Самый яркий в этом смысле — очень маленький по размеру, но редкостно глубокий по духовной сути портрет старшей сестры Арсения и Платона, Веры Степановны Путятиной. О ней, о повседневном ее житье, кроме родственных связей, нам известно только одно: замуж она выйдет за Поздеева. Но созданный художником возвышенный образ и не нуждается в подкреплении какими-то значительными фактами личной биографии: черты идеала русской женщины, который лелеяло русское искусство начала XIX столетия, здесь так же ясно выражены, как и единственно неповторимый облик старшей дочери князя Путятина. С позиции расхожего понятия о красоте лицо Веры Путятиной с большим ртом, крупным носом может показаться не очень красивым. Венецианов и не пытается сгладить несовершенство внешних черт — он уже сейчас старается верно служить правде. Сквозь облик художник стремится проникнуть в мир души. За гладкой выпуклостью высокого чистого лба различимо слышно биение мысли. В глазах, кажущихся особенно огромными на узком лице, царит особая сосредоточенная мечтательность. Сложная, чистая душа, стремящаяся к идеалу, к познанию тайного смысла бытия — вот что для Венецианова главный предмет изображения. Он ищет и находит детали, прибегает к аллегорическим намекам, чтобы сделать свой замысел яснее. В руках у девушки книга, любимая, читанная не раз, с загнувшимися уголками. Большой палец заложен на странице, где она только что остановилась. Она вся во власти только что прочитанного, в творческой работе ума. За ее спиною как земной, овеществленный аналог ее трепетной души — тонкая рябина. Присевшую на камень героиню окружает стена густой зелени, вольно разросшейся не знавшей прикосновений упорядочивающих свободу ножниц садовника: жажда уединения увела девушку далеко от дома, от ухоженного сада, регулярного парка, в естественную непринужденность нетронутой природы. Здесь выразились и чувства самого Венецианова, живущего сейчас в сладостном упоении собственного первооткрытия жизни вольной земли. Зелень трав и кустарников написана пока очень общо, по приблизительному представлению. Рябина же — не первый ли это точный «портрет» дерева в русской живописи? — совсем иначе. Дав рябине важную «говорящую» роль в ткани образа картины, художник не только внимательно изучил ее взглядом; кажется, он не раз с бережностью брал ее листья в ладони, открыв с сострадательным удивлением, что за твердой глянцеватой поверхностью каждого листа скрыта мягкая, беззащитная изнанка…

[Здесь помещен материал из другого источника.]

PR #757, opened 2016-01-13
Special case versionId query param in urlencoding

jamesls:
A while back there was a bug fix that did not url encode
the query string.  This was so customers could provide
a ?versionId to indicate they wanted a specific version
copied (https://github.com/boto/botocore/issues/509).

However, it's possible that a customer's key name ends
with something that looks like a query string, e.g.
"foo?a=b&c=d".

This modifies this code to only skip the uri encoding
if there's a query string with versionId.

There's still one edge case.  It's ambiguous for a key
such as 'foo?versionId=bar' whether you meant the entire
string to be the key name or whether you meant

Воображаясь героинейСвоих возлюбленных творцов,Кларисой, Юлией, Дельфиной,Татьяна в тишине лесовОдна с опасной книгой бродит,Она в ней ищет и находитСвой тайный жар, свои мечты…

Снова Пушкин. Мера духовных ценностей эпохи. Кроме Татьяны Лариной, которая несколькими годами позже войдет в мир русской культуры, мы не найдем для венециановской героини иной родной души ни в живописи, ни в литературе России той поры.

Глубина творчества, познания жизни, опыт жизненно-философский и просто опыт обыденной жизни — крепкие звенья одной цепи. Для Венецианова-художника одним из способов постижения жизненных законов, душевной сути будущих главных его героев — крестьян стало хозяйствование. С начала пребывания в деревне он начинает с упорством постигать азы новой для него науки, новой должности сельского хозяина.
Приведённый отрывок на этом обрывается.